Sertão do Nordeste, Brasil, década de 1970. Foto de Thomaz Farkas/ Acervo Instituto Moreira Salles.
O escritor Graciliano Ramos ocupa uma posição incomparável em nossa literatura. Autor de uma obra densa feita em prosa seca, é reconhecido sobretudo pelos seus primorosos romances de escrita reveladora do Brasil. Agora, ao sentar-se na vigésima cadeira da nossa muito bem-servida mesa do Portal da Crônica Brasileira, os leitores têm a oportunidade de conhecer um lado menos celebrado de seu conjunto: o de cronista.
“Menos celebrado” não por falta de mérito, mas por excesso de grandeza dos romances, esteja claro. Em seu alentado texto de apresentação, o especialista Thiago Mio Salla, responsável por uma reedição minuciosa e anotada da obra de Graciliano, relembra que o crítico Alfredo Bosi classificava várias crônicas do escritor como obras-primas, “continuando de modo seguro a melhor tradição brasileira no gênero, cuja fonte principal seria Machado de Assis”.

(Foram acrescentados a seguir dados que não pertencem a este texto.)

PR #754, opened 2023-11-09
Fix export settings

KillariDev:
Fixes export settings. Does not fix the import settings problem on firefox

### DIFF
--- a/app/ts/background/settings.ts
+++ b/app/ts/background/settings.ts
@@ -7,7 +7,7 @@ import { ActiveAddressArray, ContactEntries } from '../types/addressBookTypes.js
 import { WebsiteAccessArray } from '../types/websiteAccessTypes.js'
 import { RpcEntries, RpcNetwork } from '../types/rpc.js'
 import { NetworkPrice } from '../types/visualizer-types.js'
-import { browserStorageLocalGet, browserStorageLocalGetUnParsed, browserStorageLocalSet } from '../utils/storageUtils.js'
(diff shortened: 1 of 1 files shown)


app/ts/background/settings.ts
```diff
@@ -182,26 +182,27 @@ export const setUseTabsInsteadOfPopup = async(useTabsInsteadOfPopup: boolean) =>
 export const getMetamaskCompatibilityMode = async() => (await browserStorageLocalGet('metamaskCompatibilityMode'))?.['metamaskCompatibilityMode'] ?? false
 export const setMetamaskCompatibilityMode = async(metamaskCompatibilityMode: boolean) => await browserStorageLocalSet({ metamaskCompatibilityMode })
 
-
-export async function exportSettingsAndAddressBook() {
-	const results = {
+export async function exportSettingsAndAddressBook(): Promise<ExportedSettings> {
+	const exportDate = (new Date).toISOString().split('T')[0]
+	if (exportDate === undefined) throw new Error('Datestring did not contain Date')
```
jubalm, line 187: if the intent is to compress storage size, this may also work tho the output will differ slightly (with slashes, `11/11/2023`) and should still be a valid Date string. can also get away without checks

```suggestion
	const exportDate = (new Date).toLocaleDateString('en-US')
```

jubalm (approved):

app/ts/background/settings.ts
KillariDev: The point is to just have the date, not datetime. And I would rather use ISO date than US dates as they have weirdly month and day reversed :(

A trajetória do alagoano na imprensa começou aos 22 anos, em 1915, ao sair da cidade de Palmeira dos Índios rumo ao Rio de Janeiro, nos ensina Thiago na mesma apresentação. Ao longo de quase quatro décadas de contribuições esparsas, Graciliano desovou pouco mais de 200 crônicas em diferentes periódicos – incluindo a revista Cultura Política, porta-voz da doutrinação ideológica do Estado Novo, regime responsável pela prisão arbitrária do escritor que, por nove meses, amargou na retenção de Ilha Grande por ser comunista, sem nunca ter recebido uma acusação formal.
A sua produção de crônicas, reunidas postumamente em três volumes (Linhas tortas, Viventes das Alagoas e Garranchos), é descontínua mas multifacetada, “como um rio intermitente comum ao semiárido de sua região de origem”, destacou Mio Salla. A linguagem é sempre concisa, mas os tons vão do discurso reflexivo ao espírito zombeteiro, e os assuntos orbitam tanto a vida literária nacional quanto o seu passado sertanejo. Na seleta de 20 textos disponíveis no Portal, o leitor pode já colher algumas dessas pérolas diminutas. Além disso, pode aprender um pouco mais sobre sua intrigante biografia esmiuçada na linha cronológica.
Se aceitar uma sugestão de por onde começar, experimente abrir “Traços a esmo”, sua crônica de estreia em O Índio, o “jornal independente, literário e noticioso” das Alagoas, em 1921. Disponível também em áudio, em uma bela leitura do ator Luiz Octavio Moraes, a crônica se ocupa em apresentar o escritor que passaria a habitar aquele canto de página: “Estou aqui de passagem. Sou um hóspede nesta folha”. Antes de entabular conversa, Graciliano põe as cartas na mesa, revela suas intenções e não perde tempo: “Se tiveres paciência de ouvir-me, bem; se não, põe o teu chapéu e raspa-te”.
O que parece só mau-humor árido vai tomando ares irônicos em observações peculiares, como se estivéssemos ouvindo um velho professor de português cujo pessimismo fatalista aprendemos a amar. De quebra, o cronista formula uma síntese original do ofício: “Sou assim uma espécie de vendedor ambulante de sabão para a pele, de unguento para feridas, de pomada para calos”, que oferece seus produtos de porta em porta, toda semana. É possível que, mesmo depois de ler a coluna, “os calos da tua consciência continuem duros e não sintas melhora na sarna que porventura tenhas na alma”, mas, de todo o modo, o prejuízo terá sido pequeno e “terás a satisfação de dizer que recorreste a uma botica”. Sua prosa será sempre uma consolação, talvez útil, talvez não.
Em 2024, com a entrada da obra de Graciliano Ramos em domínio público, uma onda de novas publicações reabasteceu as livrarias com os seus romances. Enquanto aguardamos as editoras darem nova roupagem também às crônicas do alagoano, vamos beliscando sua deliciosa prosa enxuta aqui no Portal da Crônica Brasileira.